----- Data to process
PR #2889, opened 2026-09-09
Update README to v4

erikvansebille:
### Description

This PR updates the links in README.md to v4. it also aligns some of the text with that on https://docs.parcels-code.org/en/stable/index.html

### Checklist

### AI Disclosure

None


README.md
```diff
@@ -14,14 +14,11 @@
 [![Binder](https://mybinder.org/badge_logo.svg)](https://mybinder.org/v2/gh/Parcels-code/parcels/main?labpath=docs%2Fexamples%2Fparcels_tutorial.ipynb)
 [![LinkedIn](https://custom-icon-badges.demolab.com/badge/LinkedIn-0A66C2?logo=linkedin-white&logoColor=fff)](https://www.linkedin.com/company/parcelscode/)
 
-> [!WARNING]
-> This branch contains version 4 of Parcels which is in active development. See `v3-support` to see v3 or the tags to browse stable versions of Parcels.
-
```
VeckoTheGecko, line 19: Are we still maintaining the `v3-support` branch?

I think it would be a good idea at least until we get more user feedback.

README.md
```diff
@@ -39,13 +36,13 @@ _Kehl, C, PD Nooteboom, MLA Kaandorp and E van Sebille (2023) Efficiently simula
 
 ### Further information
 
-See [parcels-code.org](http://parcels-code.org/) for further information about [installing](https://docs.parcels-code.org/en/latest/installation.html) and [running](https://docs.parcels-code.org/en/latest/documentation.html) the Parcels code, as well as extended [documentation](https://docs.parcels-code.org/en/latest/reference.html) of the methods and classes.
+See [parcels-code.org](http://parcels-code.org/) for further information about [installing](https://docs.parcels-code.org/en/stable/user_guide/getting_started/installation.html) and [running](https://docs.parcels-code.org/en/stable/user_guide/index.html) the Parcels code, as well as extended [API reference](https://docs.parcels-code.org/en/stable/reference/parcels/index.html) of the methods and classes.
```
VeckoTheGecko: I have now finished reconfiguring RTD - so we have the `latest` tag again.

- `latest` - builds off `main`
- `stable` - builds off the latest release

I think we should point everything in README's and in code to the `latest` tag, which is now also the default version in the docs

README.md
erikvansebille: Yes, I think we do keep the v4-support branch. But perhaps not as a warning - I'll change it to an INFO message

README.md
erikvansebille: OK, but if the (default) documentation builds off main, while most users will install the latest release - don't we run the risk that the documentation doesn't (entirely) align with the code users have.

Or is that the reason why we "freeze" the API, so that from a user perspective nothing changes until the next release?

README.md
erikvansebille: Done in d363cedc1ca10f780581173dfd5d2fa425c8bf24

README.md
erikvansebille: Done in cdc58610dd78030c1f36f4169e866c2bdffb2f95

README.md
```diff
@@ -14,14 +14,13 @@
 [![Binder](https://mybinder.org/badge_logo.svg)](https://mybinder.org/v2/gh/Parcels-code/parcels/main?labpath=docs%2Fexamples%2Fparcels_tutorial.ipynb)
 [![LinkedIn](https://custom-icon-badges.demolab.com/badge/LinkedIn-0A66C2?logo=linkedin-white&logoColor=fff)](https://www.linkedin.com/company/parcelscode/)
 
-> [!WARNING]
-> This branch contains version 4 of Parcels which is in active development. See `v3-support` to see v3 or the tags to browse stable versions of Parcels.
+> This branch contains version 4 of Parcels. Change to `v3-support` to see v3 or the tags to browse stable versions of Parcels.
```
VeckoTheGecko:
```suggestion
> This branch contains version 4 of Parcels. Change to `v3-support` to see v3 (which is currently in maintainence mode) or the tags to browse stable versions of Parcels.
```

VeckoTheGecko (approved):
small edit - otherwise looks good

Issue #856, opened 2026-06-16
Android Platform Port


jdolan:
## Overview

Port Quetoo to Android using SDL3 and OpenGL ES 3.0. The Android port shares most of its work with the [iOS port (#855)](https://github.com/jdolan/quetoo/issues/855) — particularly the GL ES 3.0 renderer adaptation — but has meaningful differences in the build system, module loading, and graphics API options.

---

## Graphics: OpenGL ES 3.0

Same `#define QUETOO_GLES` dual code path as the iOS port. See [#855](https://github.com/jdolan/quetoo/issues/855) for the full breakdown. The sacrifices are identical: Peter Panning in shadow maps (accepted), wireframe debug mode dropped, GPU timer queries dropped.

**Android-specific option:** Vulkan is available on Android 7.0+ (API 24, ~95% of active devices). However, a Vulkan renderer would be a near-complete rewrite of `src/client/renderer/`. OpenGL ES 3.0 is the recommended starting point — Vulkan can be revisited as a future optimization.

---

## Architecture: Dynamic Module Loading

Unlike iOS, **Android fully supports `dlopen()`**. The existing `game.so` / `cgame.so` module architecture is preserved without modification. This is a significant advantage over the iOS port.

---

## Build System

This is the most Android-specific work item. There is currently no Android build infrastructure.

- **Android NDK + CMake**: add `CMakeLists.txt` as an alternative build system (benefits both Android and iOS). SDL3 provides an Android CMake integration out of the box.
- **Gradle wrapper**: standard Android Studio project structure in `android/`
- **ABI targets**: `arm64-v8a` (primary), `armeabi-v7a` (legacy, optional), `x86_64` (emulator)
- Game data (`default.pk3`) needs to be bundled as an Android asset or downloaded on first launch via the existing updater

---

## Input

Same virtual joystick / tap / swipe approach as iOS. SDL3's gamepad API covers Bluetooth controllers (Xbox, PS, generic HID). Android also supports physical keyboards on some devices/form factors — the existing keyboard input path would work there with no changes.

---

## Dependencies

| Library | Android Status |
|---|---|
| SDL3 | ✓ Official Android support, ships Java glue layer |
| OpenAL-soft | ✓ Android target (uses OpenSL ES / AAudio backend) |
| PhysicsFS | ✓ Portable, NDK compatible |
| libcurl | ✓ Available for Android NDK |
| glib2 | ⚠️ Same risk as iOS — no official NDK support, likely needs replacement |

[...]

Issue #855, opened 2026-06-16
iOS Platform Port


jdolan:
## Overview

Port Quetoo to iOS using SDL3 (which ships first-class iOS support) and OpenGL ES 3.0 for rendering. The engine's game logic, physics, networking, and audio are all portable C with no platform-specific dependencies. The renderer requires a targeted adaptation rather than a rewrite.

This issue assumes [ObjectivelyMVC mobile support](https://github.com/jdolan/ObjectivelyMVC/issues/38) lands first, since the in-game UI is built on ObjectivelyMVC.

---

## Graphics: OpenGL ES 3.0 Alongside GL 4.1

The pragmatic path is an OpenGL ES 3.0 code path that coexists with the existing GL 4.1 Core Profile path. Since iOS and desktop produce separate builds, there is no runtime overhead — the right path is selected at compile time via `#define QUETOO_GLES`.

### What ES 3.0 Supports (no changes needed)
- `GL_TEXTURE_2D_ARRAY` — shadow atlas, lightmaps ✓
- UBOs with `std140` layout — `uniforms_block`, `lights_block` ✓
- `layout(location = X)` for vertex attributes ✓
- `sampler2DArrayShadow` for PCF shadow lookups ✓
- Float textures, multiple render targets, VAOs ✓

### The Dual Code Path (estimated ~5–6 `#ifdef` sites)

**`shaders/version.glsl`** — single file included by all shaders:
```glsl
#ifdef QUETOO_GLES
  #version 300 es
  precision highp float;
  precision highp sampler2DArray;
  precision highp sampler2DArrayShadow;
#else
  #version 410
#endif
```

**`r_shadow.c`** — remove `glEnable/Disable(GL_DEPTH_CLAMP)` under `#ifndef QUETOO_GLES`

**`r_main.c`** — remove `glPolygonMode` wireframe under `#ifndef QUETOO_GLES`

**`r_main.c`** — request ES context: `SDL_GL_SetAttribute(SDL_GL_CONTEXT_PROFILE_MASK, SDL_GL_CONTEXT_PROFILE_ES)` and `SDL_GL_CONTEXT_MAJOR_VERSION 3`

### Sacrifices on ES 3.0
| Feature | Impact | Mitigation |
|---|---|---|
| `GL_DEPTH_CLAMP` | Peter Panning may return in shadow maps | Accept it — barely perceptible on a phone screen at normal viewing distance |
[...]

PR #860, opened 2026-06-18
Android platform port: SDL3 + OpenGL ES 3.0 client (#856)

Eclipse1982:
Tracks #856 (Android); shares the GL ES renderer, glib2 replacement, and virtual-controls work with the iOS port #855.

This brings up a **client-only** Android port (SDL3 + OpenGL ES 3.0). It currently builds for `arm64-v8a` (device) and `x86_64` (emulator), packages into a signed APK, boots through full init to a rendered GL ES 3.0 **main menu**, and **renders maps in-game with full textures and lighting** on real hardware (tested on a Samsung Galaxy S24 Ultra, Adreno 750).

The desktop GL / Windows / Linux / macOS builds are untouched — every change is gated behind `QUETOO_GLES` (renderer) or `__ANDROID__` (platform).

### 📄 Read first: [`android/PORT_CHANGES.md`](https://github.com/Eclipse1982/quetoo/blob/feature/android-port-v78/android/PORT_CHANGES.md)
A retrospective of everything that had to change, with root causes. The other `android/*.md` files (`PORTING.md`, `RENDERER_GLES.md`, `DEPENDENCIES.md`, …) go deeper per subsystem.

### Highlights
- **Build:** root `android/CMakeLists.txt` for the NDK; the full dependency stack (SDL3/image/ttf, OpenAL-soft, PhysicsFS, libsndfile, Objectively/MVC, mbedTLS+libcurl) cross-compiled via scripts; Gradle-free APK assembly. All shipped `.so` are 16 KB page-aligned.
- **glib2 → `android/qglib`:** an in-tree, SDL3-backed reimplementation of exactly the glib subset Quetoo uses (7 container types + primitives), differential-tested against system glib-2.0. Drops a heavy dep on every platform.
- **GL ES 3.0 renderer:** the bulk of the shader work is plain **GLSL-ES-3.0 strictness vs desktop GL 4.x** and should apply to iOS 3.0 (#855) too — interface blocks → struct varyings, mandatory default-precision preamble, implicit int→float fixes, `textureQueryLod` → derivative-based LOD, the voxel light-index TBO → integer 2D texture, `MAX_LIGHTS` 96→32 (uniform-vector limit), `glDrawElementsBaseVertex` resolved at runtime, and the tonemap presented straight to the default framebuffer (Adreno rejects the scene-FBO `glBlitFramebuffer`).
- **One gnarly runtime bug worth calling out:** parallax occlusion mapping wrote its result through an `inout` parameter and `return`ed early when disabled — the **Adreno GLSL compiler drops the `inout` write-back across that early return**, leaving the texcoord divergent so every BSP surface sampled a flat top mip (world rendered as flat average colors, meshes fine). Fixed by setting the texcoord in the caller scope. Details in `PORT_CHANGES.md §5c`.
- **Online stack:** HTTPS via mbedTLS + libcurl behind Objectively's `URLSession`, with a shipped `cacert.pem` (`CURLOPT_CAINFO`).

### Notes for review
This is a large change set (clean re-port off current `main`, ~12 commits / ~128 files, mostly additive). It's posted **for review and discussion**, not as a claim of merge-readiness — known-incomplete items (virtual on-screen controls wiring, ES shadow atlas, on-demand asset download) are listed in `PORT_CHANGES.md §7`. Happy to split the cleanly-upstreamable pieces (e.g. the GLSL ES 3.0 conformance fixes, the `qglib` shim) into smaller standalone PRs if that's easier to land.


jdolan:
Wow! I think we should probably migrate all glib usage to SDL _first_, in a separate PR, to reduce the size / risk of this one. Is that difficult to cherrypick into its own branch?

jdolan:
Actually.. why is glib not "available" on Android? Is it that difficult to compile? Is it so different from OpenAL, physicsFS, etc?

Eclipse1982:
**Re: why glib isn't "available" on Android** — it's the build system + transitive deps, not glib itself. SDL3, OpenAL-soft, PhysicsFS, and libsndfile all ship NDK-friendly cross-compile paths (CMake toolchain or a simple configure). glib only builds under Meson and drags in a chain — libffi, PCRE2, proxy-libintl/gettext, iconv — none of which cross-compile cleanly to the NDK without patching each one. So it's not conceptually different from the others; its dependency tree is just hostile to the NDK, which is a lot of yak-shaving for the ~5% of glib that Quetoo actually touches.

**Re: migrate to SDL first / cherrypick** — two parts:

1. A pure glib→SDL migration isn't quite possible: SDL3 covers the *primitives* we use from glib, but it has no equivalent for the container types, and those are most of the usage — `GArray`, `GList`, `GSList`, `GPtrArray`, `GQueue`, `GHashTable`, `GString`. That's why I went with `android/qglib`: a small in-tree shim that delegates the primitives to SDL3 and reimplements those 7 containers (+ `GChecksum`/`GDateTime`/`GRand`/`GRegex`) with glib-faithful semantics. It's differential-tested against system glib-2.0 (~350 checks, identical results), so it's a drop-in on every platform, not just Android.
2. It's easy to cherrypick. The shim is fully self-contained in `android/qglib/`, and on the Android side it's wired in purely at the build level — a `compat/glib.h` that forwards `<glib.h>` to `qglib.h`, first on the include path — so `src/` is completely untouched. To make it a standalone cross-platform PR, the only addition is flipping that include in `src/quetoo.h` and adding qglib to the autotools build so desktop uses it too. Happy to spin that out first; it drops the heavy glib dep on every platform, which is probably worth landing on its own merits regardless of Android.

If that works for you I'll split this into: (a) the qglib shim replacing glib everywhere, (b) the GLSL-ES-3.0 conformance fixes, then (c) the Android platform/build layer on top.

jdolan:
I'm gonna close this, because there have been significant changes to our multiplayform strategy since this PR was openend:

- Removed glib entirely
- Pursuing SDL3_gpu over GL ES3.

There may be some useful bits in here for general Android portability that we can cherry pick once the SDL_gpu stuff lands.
----------
To do
Return only the part of the records above that opens with the line containing "atlas, lightmaps ✓" and closes with the line containing "- Float textures, multiple", ends included.

Answer below
- `GL_TEXTURE_2D_ARRAY` — shadow atlas, lightmaps ✓
- UBOs with `std140` layout — `uniforms_block`, `lights_block` ✓
- `layout(location = X)` for vertex attributes ✓
- `sampler2DArrayShadow` for PCF shadow lookups ✓
- Float textures, multiple render targets, VAOs ✓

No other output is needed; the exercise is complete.